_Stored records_
PR #97, opened 2021-04-16
Buffer poll results rather than cancelling the poll for pending activations

Sushisource:
## What was changed:
Buffer polls rather than cancelling them when a new pending activation comes in that must be handed out first. Also limit the number of concurrent workflow tasks that may be in flight at one time, and use a per-core-instance task queue rather that per-poll.

## Why?
Avoid the PA interrupt problem stated in https://github.com/temporalio/sdk-core/issues/91 without the bigger API changes in https://github.com/temporalio/sdk-core/pull/96 .

However, I'm still of the opinion the different API design is ultimately simpler

## Checklist

1. Closes issue: 

2. How was this tested:

3. Any docs updates needed?

### DIFF
--- a/src/lib.rs
+++ b/src/lib.rs
@@ -148,10 +148,15 @@ struct CoreSDK<WP> {
     server_gateway: Arc<WP>,
     /// Key is run id
     workflow_machines: WorkflowConcurrencyManager,
+    // TODO: Probably move all workflow stuff inside wf manager?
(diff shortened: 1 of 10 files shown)


Sushisource:
This is problematic in it's current form as it limits us to only handling one workflow instance at a time

vitarb (approved):

vitarb (approved):

PR #98, opened 2021-04-20
Allow configuring maximum concurrent activity limits

Sushisource:
## What was changed:
New config option for max concurrent activity tasks

## Why?
Otherwise workers could get immediately swamped

## Checklist

1. Closes issue: 

2. How was this tested:

3. Any docs updates needed?

### DIFF
--- a/src/lib.rs
+++ b/src/lib.rs
@@ -125,6 +125,8 @@ pub struct CoreInitOptions {
     /// time. Note that one workflow task may require multiple activations - so the WFT counts as
     /// "outstanding" until all activations it requires have been completed.
     pub max_outstanding_workflow_tasks: usize,
+    /// The maximum allowed number of activity tasks that will ever be given to lang at one time.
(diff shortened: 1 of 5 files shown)


src/lib.rs
```diff
@@ -1579,4 +1600,67 @@ mod test {
...
+                evict_after_pending_cleared: true,
+                max_outstanding_workflow_tasks: 1,
+                max_outstanding_activities: 2,
+            },
+        );
+
+        // We allow two outstanding activities, therefore first two polls should return right away
+        let r1 = core.poll_activity_task().await.unwrap();
+        let _r2 = core.poll_activity_task().await.unwrap();
+        // Third should block until we complete one of the first two
```
bergundy, line 1652: I don't understand how this is tested, how do we know the 3rd poll was blocked?

Sushisource: Good point. Added a way to verify that

vitarb (approved):

PR #854, opened 2024-12-11
opentelemetry-collector: Switch from deprecated logging to debug

yuandrew:
## What was changed

`logging` is no longer supported, need to switch to `debug`

## Why?

https://github.com/open-telemetry/opentelemetry-collector/issues/11337

## Checklist

1. Closes 

2. How was this tested:

3. Any docs updates needed?


Sushisource (approved):
This can also just go with your other PR, but, fine with merging it separately if you want too

PR #857, opened 2024-12-19
Nexus WF Machines & Lang Support

Sushisource:
> [!NOTE]
> Note that this isn't going into main, but a nexus branch 

## What was changed
Add ability for langs to perform nexus operations from workflows

## Why?
Nexus is cool yo

## Checklist

1. Closes 

2. How was this tested:
Added integration tests

3. Any docs updates needed?

### DIFF
--- a/sdk-core-protos/protos/local/temporal/sdk/core/workflow_activation/workflow_activation.proto
+++ b/sdk-core-protos/protos/local/temporal/sdk/core/workflow_activation/workflow_activation.proto
@@ -125,6 +125,8 @@ message WorkflowActivationJob {
         ResolveNexusOperationStart resolve_nexus_operation_start = 15;
         // A nexus operation resolved.
         ResolveNexusOperation resolve_nexus_operation = 16;
+        // A request to cancel a nexus operation resolved.
+        ResolveCancelNexusOperation resolve_cancel_nexus_operation = 17;
         // Remove the workflow identified by the [WorkflowActivation] containing this job from the
         // cache after performing the activation. It is guaranteed that this will be the only job
         // in the activation if present.
@@ -327,12 +329,15 @@ message ResolveNexusOperationStart {
     uint32 seq = 1;
     oneof status {
         // The operation started asynchronously. Contains an ID that can be used to perform
-        // operations on the started operation by, ex, clients.
+        // operations on the started operation by, ex, clients. A `ResolveNexusOperation` job will
+        // follow at some point.
         string operation_id = 2;
         // The operation "started" but only because it's also already resolved. A
         // `ResolveNexusOperation` job will be in the same activation.
         google.protobuf.Empty started_sync = 3;
         // The operation was cancelled before it was ever sent to server (same WFT).
+        // Note that core will still send a `ResolveNexusOperation` job in the same activation, so
+        // there does not need to be an exceptional case for this in lang.
         temporal.api.failure.v1.Failure cancelled_before_start = 4;
     }
 }
@@ -341,6 +346,11 @@ message ResolveNexusOperation {
     // Sequence number as provided by lang in the corresponding ScheduleNexusOperation command
     uint32 seq = 1;
     nexus.NexusOperationResult result = 2;
+}
+
+message ResolveCancelNexusOperation {
+    // Sequence number as provided by lang in the corresponding RequestCancelNexusOperation command
+    uint32 seq = 1;
 }
 
 message RemoveFromCache {
--- a/sdk-core-protos/protos/local/temporal/sdk/core/workflow_activation/workflow_activation.proto
+++ b/sdk-core-protos/protos/local/temporal/sdk/core/workflow_activation/workflow_activation.proto
@@ -125,8 +125,6 @@ message WorkflowActivationJob {
         ResolveNexusOperationStart resolve_nexus_operation_start = 15;
         // A nexus operation resolved.
         ResolveNexusOperation resolve_nexus_operation = 16;
-        // A request to cancel a nexus operation resolved.
-        ResolveCancelNexusOperation resolve_cancel_nexus_operation = 17;
         // Remove the workflow identified by the [WorkflowActivation] containing this job from the
         // cache after performing the activation. It is guaranteed that this will be the only job
         // in the activation if present.
@@ -332,9 +330,9 @@ message ResolveNexusOperationStart {
         // operations on the started operation by, ex, clients. A `ResolveNexusOperation` job will
         // follow at some point.
         string operation_id = 2;
-        // The operation "started" but only because it's also already resolved. A
+        // If true the operation "started" but only because it's also already resolved. A
         // `ResolveNexusOperation` job will be in the same activation.
-        google.protobuf.Empty started_sync = 3;
+        bool started_sync = 3;
         // The operation was cancelled before it was ever sent to server (same WFT).
         // Note that core will still send a `ResolveNexusOperation` job in the same activation, so
         // there does not need to be an exceptional case for this in lang.
@@ -346,11 +344,6 @@ message ResolveNexusOperation {
     // Sequence number as provided by lang in the corresponding ScheduleNexusOperation command
     uint32 seq = 1;
     nexus.NexusOperationResult result = 2;
-}
-
-message ResolveCancelNexusOperation {
-    // Sequence number as provided by lang in the corresponding RequestCancelNexusOperation command
-    uint32 seq = 1;
 }
 
 message RemoveFromCache {
--- a/sdk-core-protos/protos/local/temporal/sdk/core/workflow_activation/workflow_activation.proto
+++ b/sdk-core-protos/protos/local/temporal/sdk/core/workflow_activation/workflow_activation.proto
@@ -9,6 +9,7 @@ option ruby_package = "Temporalio::Internal::Bridge::Api::WorkflowActivation";
 
 import "google/protobuf/timestamp.proto";
 import "google/protobuf/duration.proto";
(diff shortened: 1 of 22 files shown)


sdk-core-protos/protos/local/temporal/sdk/core/workflow_activation/workflow_activation.proto
```diff
@@ -316,6 +324,35 @@ message DoUpdate {
...
+    // Sequence number as provided by lang in the corresponding ScheduleNexusOperation command
+    uint32 seq = 1;
+    oneof status {
+        // The operation started asynchronously. Contains an ID that can be used to perform
+        // operations on the started operation by, ex, clients. A `ResolveNexusOperation` job will
+        // follow at some point.
+        string operation_id = 2;
+        // The operation "started" but only because it's also already resolved. A
+        // `ResolveNexusOperation` job will be in the same activation.
+        google.protobuf.Empty started_sync = 3;
```
cretz, line 337: Can we make this a bool so we don't have to bring in "empty"? Since we have source compat with lang on protos, we are safe changing this to a full message later, we don't need to be concerned with wire compat IMO.

Arguably we could just remove this. I can't see the situation where lang cares whether start and complete are in the same activation or not (same for child workflows). Probably same for the field below, but I guess too many fields doesn't technically hurt.

sdk-core-protos/protos/local/temporal/sdk/core/workflow_activation/workflow_activation.proto
```diff
@@ -119,6 +121,12 @@ message WorkflowActivationJob {
         ResolveRequestCancelExternalWorkflow resolve_request_cancel_external_workflow = 13;
         // A request to handle a workflow update.
         DoUpdate do_update = 14;
+        // A nexus operation started.
+        ResolveNexusOperationStart resolve_nexus_operation_start = 15;
+        // A nexus operation resolved.
+        ResolveNexusOperation resolve_nexus_operation = 16;
+        // A request to cancel a nexus operation resolved.
+        ResolveCancelNexusOperation resolve_cancel_nexus_operation = 17;
```
cretz, line 129: Hrmm, I guess this doesn't mean a Nexus operation was cancelled, but rather that the cancel was sent? I do wonder what situation we need this as an awaitable thing that can come back. I would similarly not expect a `ResolveCancelChildWorkflowExecution` since it effectively is always expected to succeed. But I do see the `NexusOperationCancelRequestedEventAttributes` event. Hrmm.

The issue from a lang POV is that cancellation of things you start often does not have a path for "resolving" of the cancellation alone. Because, unlike external workflow cancellation, we often use cancellation token like things when starting things, we don't expose a fallible/awaitable cancellation. If we supported cancelling Nexus operations you didn't start, definitely would be worth the extra wait.

sdk-core-protos/protos/local/temporal/sdk/core/workflow_commands/workflow_commands.proto
```diff
@@ -337,4 +340,46 @@ message UpdateResponse {
...
+    uint32 seq = 1;
+}
+
+// Request cancellation of a nexus operation that has already started
+message RequestCancelStartedNexusOperation {
+    // A sequence number specifically for this cancel request
+    uint32 seq = 1;
+    // The sequence number of the `ScheduleNexusOperation` command being cancelled
+    uint32 schedule_seq = 2;
+}
```
cretz, line 385: Can Core's internals handle the difference between these two and just expose a single cancel command instead of having lang differentiate the status before picking which of these commands to use?

sdk-core-protos/protos/local/temporal/sdk/core/workflow_activation/workflow_activation.proto
Sushisource: Sure, it can be a bool

sdk-core-protos/protos/local/temporal/sdk/core/workflow_activation/workflow_activation.proto
Sushisource: They need to be awaitable. Support will be added later for ensuring cancel was received, so we need to have them be awaitable. This is a lot like how child workflows get cancelled via the external workflow cancel command.

And yeah, cancelling ones you didn't start likely will be supported at some point too.

sdk-core-protos/protos/local/temporal/sdk/core/workflow_commands/workflow_commands.proto
Sushisource: Not really because you need a different sequence number for the cancel resolution, which is needed b/c of the reasons I mentioned in the other comment.

sdk-core-protos/protos/local/temporal/sdk/core/workflow_activation/workflow_activation.proto
Sushisource: As for the cancel token thing, yeah, in this case you're just going to end up internally seeing the resolution and maybe not showing it to the user. But, likely the type that represents a started nexus operation will also have an explicit awaitable cancel method.

cretz: > They need to be awaitable

I don't see how this can be done with cancellation via something you pass in to start often using language-native cancellation mechanisms that are not awaitable.

> This is a lot like how child workflows get cancelled via the external workflow cancel command.

But there is no separate activation for awaiting a child cancel received right? Not sure we have ever had to wait for a cancel to be received by something we've started, be it activities, child workflows, etc.

> cancelling ones you didn't start likely will be supported at some point too.

I think, just as lang would not use cancellation token approach but instead an explicit awaitable cancel call, it would deserve a separate command/activation pair.

Sushisource: > I don't see how this can be done with cancellation via something you pass in to start often using language-native cancellation mechanisms that are not awaitable.

They are conceptually awaitable. That doesn't mean the user literally _has_ to wait on them. Like I said you can just track the sequence number and resolution internally for cancel-token-like cases.

> it would deserve a separate command/activation pair.

That is exactly what's happening. You send the `RequestCancelStartedNexusOperation` command, and then you wait for that to be resolved.

> I wonder why we even care about the resolution from lang side then. Not sure it has any lang value. I'd have to see a lang sample that shows where it is even able to be used I think.

This is present in the integ tests - you can see how the Rust SDK is doing this.

@bergundy Suggested I make the cancel explicitly awaitable because of what I mentioned re:
> Support will be added later for ensuring cancel was received

Personally, I don't hugely care. So I'll let him make the case for that if he feels it's important to deliver cancel resolution separately from operation resolution. I would be OK internalizing the after-started cancel, but probably the command will always need to exist (or will have to be reintroduced) when we support cancelling operations you didn't start.

bergundy: To implement `WAIT_CANCELLATION_REQUESTED`, you'll need to notify lang when the cancelation was requested.

cretz: > To implement WAIT_CANCELLATION_REQUESTED, you'll need to notify lang when the cancelation was requested.

How is this implemented with child workflows today? If we get to external Nexus cancel operation, I agree that has to be a request/response, but for start-in-this-workflow items (children, activities, and Nexus operations), cancellation is a one-way operation. Languages don't even have a way to wait for result.

Can either of y'all show what waiting on a Nexus operation cancel looks like in any of our SDK languages (not to be confused with what waiting on a result looks like). And if 0 SDK languages can support this activation anyways, why would a language ever even handle it? And if 0 SDK languages handle this resulting activation job, why have it effectively as a dead message in the proto?

bergundy: Ah I see what you mean, you don't wait for the cancelation itself in lang, we're expecting core to resolve the nexus operation as canceled with `WAIT_CANCELLATION_REQUESTED`, it's not the result of the cancel command.
I definitely see external nexus operations being a thing and allowing waiting on its cancelation, that may be a separate thing though.

cretz: So maybe we do want a "Nexus cancellation type"? How does one wait for a Nexus cancellation in Go today? Go child and activity options both have `WaitForCancellation` booleans, should we do the same for Nexus operation options? And for Core-based SDKs, should we have a cancellation type like child and activity have?

bergundy: Yes we need to add a cancellation type for Nexus too. To fully support it, we need to add a history event to notify the SDK that a cancelation request has been delivered (or permanently failed).

Sushisource: OK, I'll have operations you started have a non-awaitable cancel operation then I suppose. That's not quite what you mentioned @bergundy when I brought it up in the Nexus channel earlier:

> Make it an awaitable, we are going to add support for waiting for cancellation to be delivered in the future.
It’s basically like child workflow cancellation

But, I can change it back. I might just keep the external cancel command around if we're going to bring that back later.

cretz (approved):

Sushisource:
@Quinn-With-Two-Ns I'm merging this so I can work on the next part that will go into this branch, but feel free to leave any comments here if you like.

PR #859, opened 2025-01-08
Fix DB filename argument for ephemeral server

iand675:
## What was changed
This is a relatively simple fix: the ephemeral server code isn't using the correct option name for setting the SQLite filename argument.

## Why?
I didn't check old versions of the ephemeral server, but I am at least confident that for `temporal version 1.0.0 (Server 1.24.2, UI 2.28.0)`, the current flag is incorrect.

## Checklist

1. Closes 

2. How was this tested:
Ran the updated SDK against our internal codebase and validated that the flag worked. I can add a regression test if y'all like, but wasn't sure if it was worth it here.

3. Any docs updates needed?


turnage (approved):

Sushisource (approved):
Thanks!

PR #860, opened 2025-01-10
Nexus Tasks Core->Lang

Sushisource:
> [!WARNING]
> Can't merge this until CLI gets updated. Depends on changes in server 1.26 

## What was changed
Add nexus task delivery and tracking

## Why?
Part of Nexus functionality

## Checklist

1. Closes 

2. How was this tested:
Integ tests

3. Any docs updates needed?


core-api/src/errors.rs
```diff
@@ -67,6 +55,21 @@ pub enum CompleteActivityError {
     },
 }
 
+/// Errors thrown by [crate::Worker::complete_nexus_task]
+#[derive(thiserror::Error, Debug)]
+pub enum CompleteNexusError {
+    /// Lang SDK sent us a malformed nexus completion. This likely means a bug in the lang sdk.
+    #[error("Lang SDK sent us a malformed nexus completion: {reason}")]
+    MalformeNexusCompletion {
```
cretz, line 63:
```suggestion
    MalformedNexusCompletion {
```

cretz (approved):
Admittedly only reviewed the two new exposed worker calls and the local core protos. Both LGTM.

core-api/src/errors.rs
Sushisource: Woopsie. Thanks!

Quinn-With-Two-Ns (approved):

_Activity_
Pick from the records each line that contains the word "right" and show it.

_Solution for this exercise_
+        // We allow two outstanding activities, therefore first two polls should return right away
But there is no separate activation for awaiting a child cancel received right? Not sure we have ever had to wait for a cancel to be received by something we've started, be it activities, child workflows, etc.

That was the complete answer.